Horse lantern dance, a traditional folk art of Xinbang Town, is popular with local people.   

If it was not for Yu Yuefeng’s efforts over the years, the horse lantern dance, an ancient folk art in Xinbang Town, might have been lost. He wiped the dust off this old, long-forgotten local dance and made it glow again.

“I was captivated by the local dance when I was such a little boy,” recalled the 60-year-old Songjiang native. The normally quiet and reserved farmer becomes animated and talkative when it comes to the horse lantern dance.

The folk art can be dated back to the late Ming Dynasty (1368-1644) when General Li Zicheng fought a bitter battle in Xinbang. Ambushed by enemies at midnight, Li got on his horse and fought hard. Moved by the general and his men, the villagers beat drums, clanged gongs and lit torches to boost their morale.
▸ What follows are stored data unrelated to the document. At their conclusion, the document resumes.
PR #997, opened 2026-05-21
Adding more options for manual releases

FranAguilera:
## What

Adding more flexibility to have more customization for manual releases. Some of these customizations are:

- Trigger Android only, iOS only, React Native only, or all
- When Android is selected, choose between all artifacts or capture-only (without timber, apollo, plugin)
- Option to add a custom capture-suffix for android release (e.g. that becomes `io.bitdrift:capture-your-suffix:0.23.0`)
- GitHub release tag includes the suffix to avoid conflicts with existing releases

## Verification

Tested with a patch release from local branch [here](https://github.com/bitdriftlabs/capture-sdk/actions/runs/26237507549) by running with these parameters below:

`gh workflow run update_sdk_version.yaml --ref android-release-0.23.0-no-jank-stats -f version=0.23.0 -f emergency=true -f platform=android -f android-artifacts=capture-only -f "capture-suffix=no-jank-stats"`

## Mitigation plan

If any issues with standard release, please revert this PR.
 
---

### DIFF
--- a/.github/workflows/release_gh.yaml
+++ b/.github/workflows/release_gh.yaml
@@ -18,7 +18,7 @@ on:
         default: all
       capture-suffix:
         type: string
-        description: 'Custom Android capture artifact suffix (e.g. "no-jank-stats"). Ignored if platform is ios. Leave empty for standard "capture".'
+        description: 'Custom Android capture artifact suffix including separator (e.g. "-no-jank-stats" -> io.bitdrift:capture-no-jank-stats). Ignored if platform is ios. Leave empty for standard "capture".'
         required: false
         default: ''
     secrets:
@@ -51,7 +51,7 @@ on:
           - capture-only
       capture-suffix:
         type: string
-        description: 'Custom Android capture artifact suffix (e.g. "no-jank-stats"). Ignored if platform is ios. Leave empty for standard "capture".'
+        description: 'Custom Android capture artifact suffix including separator (e.g. "-no-jank-stats" -> io.bitdrift:capture-no-jank-stats). Ignored if platform is ios. Leave empty for standard "capture".'
         required: false
         default: ''
 jobs:
@@ -115,10 +115,7 @@ jobs:
         run: sudo apt-get install -y clang
       - name: Build AAR + artifacts
         run: |
-          artifact_name="capture"
-          if [ -n "${{ inputs.capture-suffix }}" ]; then
-            artifact_name="capture-${{ inputs.capture-suffix }}"
-          fi
+          artifact_name="capture${{ inputs.capture-suffix }}"
           ./tools/android_release.sh "$VERSION" "$artifact_name"
         env:
           VERSION: ${{ inputs.version }}
@@ -151,7 +148,6 @@ jobs:
       contents: write
     name: GitHub release
     runs-on: ubuntu-latest
-    if: ${{ always() && !failure() && !cancelled() }}
     needs: [
       "ios-release-build",
       "build-ios-example-apps",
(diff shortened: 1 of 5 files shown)


.github/workflows/release_gh.yaml
```diff
@@ -6,6 +6,21 @@ on:
...
+        required: false
+        default: all
+      android-artifacts:
+        type: string
+        description: Which Android artifacts to publish (all, capture-only)
+        required: false
+        default: all
+      capture-suffix:
+        type: string
+        description: 'Custom Android capture artifact suffix (e.g. "no-jank-stats"). Ignored if platform is ios. Leave empty for standard "capture".'
```
murki: shouldn't this example be `"-no-jank-stats`" ? or are we always appending the `-` ourselves?

.github/workflows/release_gh.yaml
```diff
@@ -72,20 +114,29 @@ jobs:
       - name: Install Clang
         run: sudo apt-get install -y clang
       - name: Build AAR + artifacts
-        run: ./tools/android_release.sh "$VERSION"
+        run: |
+          artifact_name="capture"
+          if [ -n "${{ inputs.capture-suffix }}" ]; then
+            artifact_name="capture-${{ inputs.capture-suffix }}"
```
murki: oh I see now that we're appending the "-", it's a nit but I don't think we should append anything (what if we want to use underscore "_" instead ?)

.github/workflows/release_gh.yaml
```diff
@@ -100,6 +151,7 @@ jobs:
       contents: write
     name: GitHub release
     runs-on: ubuntu-latest
+    if: ${{ always() && !failure() && !cancelled() }}
```
murki, line 161: why is this check needed?

.github/workflows/release_gh.yaml
```diff
@@ -168,22 +225,36 @@ jobs:
...
+          VERSION: ${{ inputs.version }}
+
         # Upload artifacts to the newly created release.
-        # Prefix release version with "v".
+        # Prefix release version with "v". If capture-suffix is set, append it to the tag.
       - name: Create release
         run: |
-          gh release create "v$VERSION" \
+          tag="v$VERSION"
+          if [ -n "${{ inputs.capture-suffix }}" ]; then
```
murki: I'm confused; here we seem to be appending the suffix to the version tag, isn't the artifact name which should be affected?

.github/workflows/release_gh.yaml
FranAguilera: oh yeah good catch, will update to allow that flexibility

.github/workflows/release_gh.yaml
FranAguilera: yeah but this is only for the release published in [here](https://github.com/bitdriftlabs/capture-sdk/releases/tag/v0.23.0) to avoid confusion. But actually for a custom suffix release i will probalby see if i can skip this step

.github/workflows/release_gh.yaml
FranAguilera: uops, will remove

murki (approved):
lgtm, we should just verify nothing in our normal release flow is broken

.github/workflows/release_gh.yaml
FranAguilera: answered below https://github.com/bitdriftlabs/capture-sdk/pull/997#discussion_r3283850565

.github/workflows/release_gh.yaml
FranAguilera: updated now

FranAguilera:
Will be doing more manual testing and merging tomorrow morning if everything looks good

FranAguilera:
lol forgot to merge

Li and his troops were finally victorious.

To celebrate the triumph, people made horses and lanterns with colorful paper, drummed and danced to recreate the scene of the battle.

This gradually developed into a dance performed in every village of the town, lasting the entire 15 days from Spring Festival to the Lantern Festival.“It was the major event of the year during the festival, and everyone was so happy,” Yu said.

The first night show often began at the town’s central temple, and a lantern was lit by kindling from the temple. Then the happy team danced from one village to another night after night.

Villagers prepared feasts and invited relatives and friends to enjoy the performance. They would give “red envelope money” to the performers to thank for the dancers for their efforts.


Folk art revival 

The dance had 32 various formations of four to eight sets of horses and lanterns, featuring different props such as silk umbrellas, candles, handkerchiefs, swords and big bowls to the beats of drums, gongs and cymbals.

However, the tradition was forbidden during the “cultural revolution” (1966-76) because it was regarded as one of the “four olds” (old ideas, culture, customs and habits).

In the late 1970s, Yu was assigned to the town’s cultural center and he dedicated himself to restoring the old horse lantern dance that had so impressed him during his childhood.

Yu spent years visiting old performers and recording the dance’s steps, props, costumes, music and formations to restore and revive the art piece by piece.

“No one really cared about it at the time, but I just couldn’t see it die in my generation without doing anything,” he said.

In 1983, Yu set up a horse lantern dance troupe made up of 32 dancers.“We ventured to 11 villages to give performances, and I remembered some old farmers were moved to tears because they didn’t expect to see the dance once again in their lifetime,” Yu recalled.

The tradition was back and toured the towns at the beginning of every Chinese New Year.

In 2009, the horse lantern dance was listed as a Shanghai intangible cultural heritage.

The dance continued to thrive as Yu added more modern elements. He added catchy tunes and staged performances at local temple fairs, tourism festivals and sports meets in Shanghai as well as across the Yangtze River Delta region.

The folk art also danced into local schools, communities and remote villages, attracting dancers aged from 8 to 80.

Yu is even busier these years as more people get involved. He often hangs out with dancers out in the countryside for rehearsals, writing scripts for different scenes and making props.

In order to make the dance more dramatic, Yu combined Chinese legends into the dance, such as that of the Lady White Snake and the Eight Immortals and Seven Goddesses.

He asked his wife Song Muxiu to join his cause and, though she didn’t know much about the dance, took out all of her good-quality silk, her dowry, and sewed the performers’ costumes. “He has sacrificed a lot to the dance, and this was what I could do to support him,” she said.

In addition to the horse lantern dance, Yu also rescued the town’s another folk art — farmland songs, which were added to the city’s intangible cultural heritage list in 2011.

“I was born and grew up in the town. I never left it ever since,” he said. “So I felt it my duty to protect it and its culture and traditions."